Sanin (Санин) is a novel by the Russian writer Mikhail Artsybashev.

The book was written in 1907, at a time of substantial political reaction to enormous changes in Russian society (democratic activities, first democratically elected Duma in 1906, as well as the Russian Revolution of 1905). It was banned on the grounds of pornography and blasphemy in 1908, which prevented further publication but did not immediately restrict the serialized version nor anything already published. When Artsybashev emigrated to Poland after the Russian Revolution of 1917, he was condemned by the Soviet authorities and his books were banned from publication. They were revived in the 1990s.

== Plot summary ==
Though the book starts with Vladimir Sanin's return to his family home, mother and sister, the plot largely follows Lida Sanina, Sanin's younger, socialite sister, and Yuri Svarogitsch, a previous student who has been removed from university following his involvement in revolutionary activities. The two share a group of friends who, together, explore concepts of sexuality, social pressure and revolution, as well as life and death as fellow student Semenov battles with the fatal sentence of consumption.

Sanin often takes a background role in his own book and shows up most often to discuss various philosophies. In one instance, Sanin states that "Desire is everything. When a man's desires cease, his life ceases, too, and if he kills his desires, he kills himself," a position that is a throughline in the book, emphasizing themes of personal freedom, no matter if those desires are objectively good or evil — something that is clearly found in Sanin himself as he acts as both a morally progressive backbone for the book and a character who indulges in several injurious desires, like the constant, incestual pursuit of his sister and the sexual assault of her friend.

Characters wrestle with and spar by using a variety of in-vogue philosophies, including egoism, nihilism, Tolstoyanism, Christianity, utopian socialism, and middlebrow morality. One of the characters reaches a point where he admits "that life was the realization of freedom, and consequently that it was natural for a man to live for enjoyment". Lida feels conflicts between her internalization of society's condemnation of premarital sex and her more spontaneous conclusion that "I wanted to do it and I did it; and I felt so happy."
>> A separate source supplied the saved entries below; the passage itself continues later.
PR #718, opened 2023-02-28
Improve output from deployApp()

### LINKED ISSUE #669: More information from `deployApp()`

hadley:
* Add some bigger structure with `cli::cat_rule()`
* Inform about appName and destination
* Don't display bundle/application ID so many times
* List uploaded files
* Strip timestamps from connect logs, highlight headings, and display on stdout, not stderr

Fixes #669

### DIFF
--- a/R/connect.R
+++ b/R/connect.R
@@ -163,15 +163,17 @@ connectClient <- function(service, authInfo) {
       while (TRUE) {
         path <- paste0(file.path("/tasks", taskId), "?first_status=", start)
         response <- handleResponse(GET(service, authInfo, path))
+        messages <- unlist(response$status)
 
-        labeledMessage <- function(msg) {
-          message(paste("[Connect]", msg))
-        }
+        # Strip timestamps, if found
+        timestamp_re <- "\\d{4}/\\d{2}/\\d{2} \\d{2}:\\d{2}:\\d{2}\\.\\d{3,} "
+        messages <- gsub(timestamp_re, "", messages)
 
-        if (length(response$status) > 0) {
-          lapply(response$status, labeledMessage)
-          start <- response$last_status
-        }
+        # Made headers more prominent.
+        heading <- grepl("^# ", messages)
+        messages[heading] <- cli::style_bold(messages[heading])
+        cat(paste0(messages, "\n", collapse = ""))
+
         if (length(response$finished) > 0 && response$finished) {
           return(response)
         }
--- a/R/connect.R
+++ b/R/connect.R
@@ -163,16 +163,21 @@ connectClient <- function(service, authInfo) {
       while (TRUE) {
         path <- paste0(file.path("/tasks", taskId), "?first_status=", start)
         response <- handleResponse(GET(service, authInfo, path))
-        messages <- unlist(response$status)
 
-        # Strip timestamps, if found
-        timestamp_re <- "\\d{4}/\\d{2}/\\d{2} \\d{2}:\\d{2}:\\d{2}\\.\\d{3,} "
-        messages <- gsub(timestamp_re, "", messages)
+        if (length(response$status) > 0) {
+          messages <- unlist(response$status)
 
-        # Made headers more prominent.
-        heading <- grepl("^# ", messages)
-        messages[heading] <- cli::style_bold(messages[heading])
-        cat(paste0(messages, "\n", collapse = ""))
+          # Strip timestamps, if found
+          timestamp_re <- "\\d{4}/\\d{2}/\\d{2} \\d{2}:\\d{2}:\\d{2}\\.\\d{3,} "
+          messages <- gsub(timestamp_re, "", messages)
+
+          # Made headers more prominent.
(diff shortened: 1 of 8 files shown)


R/deployApp.R
```diff
@@ -191,7 +191,7 @@ deployApp <- function(appDir = getwd(),
     check_directory(appSourceDoc)
     recordDir <- appSourceDoc
   } else if (!is.null(recordDir)) {
-    check_directory(recordDir)
+    check_file(recordDir)
```
hadley, line 194: Badly named argument strikes again

R/deployApp.R
```diff
@@ -288,23 +292,26 @@ deployApp <- function(appDir = getwd(),
     python <- getPythonForTarget(python, accountDetails)
     pythonConfig <- pythonConfigurator(python, forceGeneratePythonEnvironment)
 
+    if (!quiet) {
+      cli::cli_alert_info("Bundling files: {.file {appFiles}}")
```
hadley, line 296: cli will automatically truncate this list if it's long

R/connect.R
```diff
@@ -163,15 +163,17 @@ connectClient <- function(service, authInfo) {
       while (TRUE) {
         path <- paste0(file.path("/tasks", taskId), "?first_status=", start)
         response <- handleResponse(GET(service, authInfo, path))
+        messages <- unlist(response$status)
 
-        labeledMessage <- function(msg) {
-          message(paste("[Connect]", msg))
-        }
+        # Strip timestamps, if found
+        timestamp_re <- "\\d{4}/\\d{2}/\\d{2} \\d{2}:\\d{2}:\\d{2}\\.\\d{3,} "
```
aronatkins, line 169: The `[Connect]` preamble was trying to make it more clear what information was produced on the client and what information was sent back from the server. Do you feel like this separation is still clear?

R/deployApp.R
```diff
@@ -288,23 +292,26 @@ deployApp <- function(appDir = getwd(),
...
-        contentCategory = contentCategory,
-        verbose = verbose,
-        pythonConfig = pythonConfig,
-        quarto = quarto,
-        isCloudServer = isCloudServer(accountDetails$server),
-        metadata = metadata,
-        image = image
-      )
-
+    withStatus("Uploading bundle", {
```
aronatkins, line 314: Is it silly to have `logger` immediately followed by `withStatus`, which also logs?

R/deployApp.R
aronatkins: `bundleApp` can be (relatively) expensive. It would be nice to have similar to `withStatus` which marks the start/end of this type of operation (with timestamps). The existing `withStatus` is a little too awkward for this purpose, especially since `bundleApp` can produce output -- its "DONE" message expects it is emitted on the same line as the original status message.

Not for this PR, for sure; idle musing about better ways to mark the start and end of different processing phases.

R/deployApp.R
```diff
@@ -324,29 +331,28 @@ deployApp <- function(appDir = getwd(),
     bundle <- application$deployment$bundle
   }
 
-  if (length(bundle$id) > 0 && nzchar(bundle$id)) {
```
aronatkins, line 327: Do you think that we still log enough (early) information about the deployment target? Output from rsconnect is often attached to support tickets, and breadcrumbs like these are occasionally helpful.

aronatkins (approved):

R/connect.R
hadley: I think so, because the rules help delineate the output from connect:

Screenshot 2023-02-28 at 09 01 21

Maybe the rule could have a more informative title? I can't think what it should say though.

R/deployApp.R
hadley: Oh I assumed that `bundleApp()` would be cheap. Is it just the cost of tar-ing up a bunch of files?

In general, would you be ok with moving to something that looks more like:

```
* Bundling files...
✅ Bundling complete
```

The dangling line makes all sorts of output (including errors) look wonky.

R/deployApp.R
hadley: Yeah, let me try again.

R/deployApp.R
aronatkins: `bundleApp` includes manifest creation, which means dependency discovery (finding explicit package references, then exploding the entire package requirement tree). It has been expensive in the past. https://github.com/rstudio/packrat/pull/615, for example.

hadley:
I'm sure there's still more work to be done, but I think this looks pretty good and it sets up a good foundation for the future:

Screenshot 2023-02-28 at 11 19 50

Sanin focuses much of its attention on sex and the sexuality of youth, and the novel puts forth several strikingly feminist ideals on female sexual freedom. When Sanin discovers that his sister, Lida, is pregnant while unmarried, he urges her to get an abortion on the grounds that women face unfair persecution in comparison to men and deserve to choose to abort a child the same way women who are endangered by childbirth have a right to abortion. There are also many depictions of sex as characters understand their own sexual urges and what urges they are and not comfortable enacting, whether it is a matter of morals or preference.

== Critical reception ==

Colin Wilson wrote about Sanin:

"The book's hero sneers at the unhealthy moral preoccupations of most Russians, and preaches a doctrine of sunlight and frank sensuality. The book had an enormous impact on Russian youth, who were eager to put its doctrines into practice. Probably no book in world literature has been responsible for the loss of so many maidenheads."

Wilson added that Sanin deserves more study in English.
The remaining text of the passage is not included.